*** Data shown Section Begins ***

Issue #4719, opened 2024-05-10
Rename ChA and chapter legal documents


shaun-technovation:
Throughout the code base, legal documents are referred to as MOU, "memorandum of understanding", legal documents...  Make all of this consistent:

- For chapter ambassadors their legal document is referred to as a "legal agreement".
- For chapters their legal document is referred to as an "affiliation agreement".

Related to #4691

## DEPLOY NOTES:

Remove this Heroku setting on Production:
`DOCUSIGN_CHAPTER_AMBASSADOR_LEGAL_AGREEMENT_TEMPLATE_ID`

dboyer:
On QA

Chapter Affiliation Agreement is listed:

- On the chapter admin page on the button to send the doc to a legal contact or void it
- On the chapter admin that lists the agreement's status and the years for which it is valid
- On the chapter tab of the ChA onboarding dashboard

Chapter Volunteer Agreement is listed:

- On the onboarding tab of the ChA dashboard
- On the ChA admin page

dboyer:
Hey team! Please [add your planning poker estimate](https://app.zenhub.com/workspaces/Technovation-605271851956b1000ec2f24d/issues/Iridescent-CM/technovation-app/4719?planning-poker) with Zenhub @shaun-technovation @viviancan

dboyer:
Confirmed on QA that I see the text as "chapter volunteer agreement" in the following places:

- In the left sidebar on the ChA onboarding page
- In the header of the ChA legal agreement tab
- In the list of onboarding tasks on the ChA participant admin page

dboyer:
Confirming I see the updated language to "chapter volunteer agreement" on production.

PR #4973, opened 2024-08-23
Rename ChA legal agreement -> chapter volunteer agreement

shaun-technovation:
All references to the chapter ambassador "legal agreement" will be referred to "chapter volunteer agreement".

Addresses: #4719


viviancan (approved):
👍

*** Data shown Section Ends ***

Write down every line of the data above that includes the string "opened".

Issue #4719, opened 2024-05-10
PR #4973, opened 2024-08-23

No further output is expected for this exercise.